• _TASK TO CARRY OUT_:
Which lines in the material below contain the word "downloaded"? Copy each of them.

• _EXCERPTED RECORDS_:
────

PR #12650, opened 2025-08-20
[Common] Protect against multiple downloads from TrackTuner

mfaggin:
Possible solution to avoid any rewrite of the same files if the `--pipeline` option is used in Hyperloop for the device instantiating the `TrackTuner`

@ddobrigk @fcatalan92 @arossi81 @phymanshu

### DIFF
--- a/Common/Tools/TrackTuner.h
+++ b/Common/Tools/TrackTuner.h
@@ -467,6 +467,7 @@ struct TrackTuner : o2::framework::ConfigurableGroup {
       // get the DCA correction file from CCDB if not yet downloaded before
       struct stat sbDca; // search utility
       if (stat(fullNameInputFile.c_str(), &sbDca) == 0) {
+        // file found
         LOG(info) << " [TrackTuner] File " << fullNameInputFile << " already downloaded. Not downloading it anymore";
       } else {
         LOG(info) << "[TrackTuner] downloading input file " << nameInputFile << " from CCDB...";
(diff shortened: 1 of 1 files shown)


Common/TableProducer/trackPropagation.cxx
```diff
@@ -133,7 +133,20 @@ struct TrackPropagation {
...
 
-      trackTunerObj.getDcaGraphs();
+      /// see if other track-propagation devices are present
+      int counter = 0;
+      LOG(info) << "  ---> looking for track-propagation devices";
+      const auto& workflows = initContext.services().get<RunningWorkflowInfo const>();
+      for (const DeviceSpec& device : workflows.devices) {
+        if (device.name.compare("track-propagation") == 0) {
+          // init HF event selection helper
+          LOG(info) << "    FOUND!";
```
ddobrigk, line 143: Thanks @mfaggin ! I would remove this log with "FOUND" in favor of something after the loop reporting the count of devices, i.e. `LOGF(info, "Number of track propagation tasks detected: %i", counter);` or so. Could you please adjust?

mfaggin:
Hi, I have just opened another draft PR here https://github.com/AliceO2Group/O2Physics/pull/12748 where I propose the usage of `getfromTimeStamp` instead of `retrieveBlob`, which should do what we want. This would imply the reload of all calibration files, but they are not too many (less than 10)

PR #12652, opened 2025-08-20
[PWGHF] Split PID tables for 2prong, 3prong, Dstar (DO NOT MERGE)

fcatalan92:


fcatalan92:
Hi @vkucera, I wanted to compile the code with the CI since I cannot do it locally at the moment.
It seems there is a maximum length for the table names, let's see if the fix works.

vkucera:
> Hi @vkucera, I wanted to compile the code with the CI since I cannot do it locally at the moment. It seems there is a maximum length for the table names, let's see if the fix works.

Yes, the maximum is 16 characters if I remember correctly.

fcatalan92:
@vkucera, all, the PR is ready to be reviewed and merged

PR #12670, opened 2025-08-21
[PWGJE] Add MC mixing and adjusting task for use on Hyperloop

jkinner2:
- added MC true mixing in the same way as reconstructed data
- split producer task to own file (to allow subwagons with different configurations on Hyperloop)
  - added internal multiplicity estimate based on the number of JetTracks
- extended invariant mass/correlation to eta meson
- adjusted an issue in the efficiency process regarding bias towards selected tracks

### DIFF
--- a/PWGJE/Tasks/photonChargedTriggerProducer.cxx
+++ b/PWGJE/Tasks/photonChargedTriggerProducer.cxx
@@ -1,0 +1,347 @@
+// Copyright 2019-2020 CERN and copyright holders of ALICE O2.
+// See https://alice-o2.web.cern.ch/copyright for details of the copyright holders.
+// All rights not expressly granted are reserved.
+//
+// This software is distributed under the terms of the GNU General Public
+// License v3 (GPL Version 3), copied verbatim in the file "COPYING".
+//
+// In applying this license CERN does not waive the privileges and immunities
+// granted to it by virtue of its status as an Intergovernmental Organization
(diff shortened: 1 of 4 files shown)


fjonasALICE (commented):
It is too much to look through everything, but @nzardosh since this does not touch any other task, we can approve without fear of breaking?

PWGJE/Tasks/photonChargedTriggerProducer.cxx
```diff
@@ -0,0 +1,347 @@
...
+      if (!checkPipmTPC(trackPID))
+        continue;
+
+      // pipm
+      pipmTable(track.collisionId(), track.globalIndex(), track.pt(), track.phi(), track.eta());
+    }
+  }
+  PROCESS_SWITCH(PhotonChargedTriggerProducer, processRecoPipmTPC, "process pipm (TPC) table (reconstructed)", false);
+
+  void processRecoPhotonPCM(soa::Join<aod::JetCollisions, aod::JCollisionPIs>::iterator const& collision, aod::Collisions const&,
```
nzardosh, line 268: why do you need aod::Collisions const& here?

nzardosh: You still need aod::JCollisionPIs because thats where the Id colum is stored. However the aod::Collisions table is the one you probably dont need to subscribe to

PR #17367, opened 2026-08-06
[PWGLF] Add SigmaPlus PCM tables

hfribert:
Added more tables for the SigmaPlus reco via PCM, in order to have more variables available for cutting background and for a BDT (boosted decision tree) method, as was done in Run 2.


romainschotter (approved):

vkucera:
@romainschotter Do not merge PRs with errors.

PR #17370, opened 2026-08-07
[ALICE3] Adapt input file handling to new ACTS input format

lhusova:
update of the translator to be consistent with the new ACTS output structure

### DIFF
--- a/ALICE3/TableProducer/alice3TrackingTranslator.cxx
+++ b/ALICE3/TableProducer/alice3TrackingTranslator.cxx
@@ -297,7 +297,7 @@ struct Alice3TrackingTranslator {
   };
   void addMCParticle(int collIndex, ParticleStruct& fileParticles, int iParticle, uint8_t flags, int firstMother, int firstDaughter, int secondDaughter, int numberOfHits)
   {
-    int mothers[2] = {firstMother, -1};
+    int mothers[2] = {firstMother, firstMother};
     int daughters[2] = {firstDaughter, secondDaughter};
     tableStoredMcParticles(collIndex,                                                                      // mcCollisionId
                            fileParticles.m_particle_type->at(iParticle),                                   // pdgCode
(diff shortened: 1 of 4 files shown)


ALICE3/TableProducer/alice3TrackingTranslator.cxx
```diff
@@ -228,10 +295,10 @@ struct Alice3TrackingTranslator {
     }
     std::vector<unsigned int>* barcode = nullptr;
   };
-  void addMCParticle(int collIndex, ParticleStruct& fileParticles, int iParticle, uint8_t flags, int firstMother, int firstDaughter, int numberOfHits)
+  void addMCParticle(int collIndex, ParticleStruct& fileParticles, int iParticle, uint8_t flags, int firstMother, int firstDaughter, int secondDaughter, int numberOfHits)
   {
     int mothers[2] = {firstMother, -1};
```
jesgum, line 300: The array of mother indices stores the first and last index similar to the daughter one, so what I did for with the decayer for one mother, is that i stored the index both first and last. This is what lets you loop over the mother array like we do in the sameMotherCheck
```
for (const auto& mcParticleMother : mcParticle.template mothers_as<aod::McParticles>())
```
It might still be okay to keep it like this but I would change it just in case

```suggestion
    int mothers[2] = {firstMother, firstMother};
```

ALICE3/TableProducer/alice3strangenessFinder.cxx
jesgum, line 582: This is maybe beyond the scope of this PR but would it not be possible to wrap this block into 

```
if (posTrack.has_mcParticle() && negTrack.has_mcParticle()) {
 // de-reference mcparticle
}
```

From what I remember, all ACTS tracks would not necessarily have an associated MC particle, but if that's the case, the index in `aod::McTrackLabels` could be set to -1 (maybe it is already). Because what `has_mcParticle()` checks if the index is greater than zero, so we would never enter this block if there is no associated mcParticle

jesgum (commented):
Hi @lhusova I just have some minor suggestions :-)

njacazio (approved):

njacazio:
Based on the xp on the LUT maker, I think the best would be to move this to the ACTSO2, the problem would be the table creation, since actsO2 does not depend on O2, but we might find a workaround

PR #17378, opened 2026-08-07
[PWGLF] reduced derived table size and updated the rejection condition of tracks

prottayCMT:


alibuild (approved):

PR #17387, opened 2026-08-09
[PWGLF] reducing table size by storing only events with k0s

prottayCMT:


alibuild (approved):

────

• _RESULT FOR THIS EXERCISE_:
       // get the DCA correction file from CCDB if not yet downloaded before
         LOG(info) << " [TrackTuner] File " << fullNameInputFile << " already downloaded. Not downloading it anymore";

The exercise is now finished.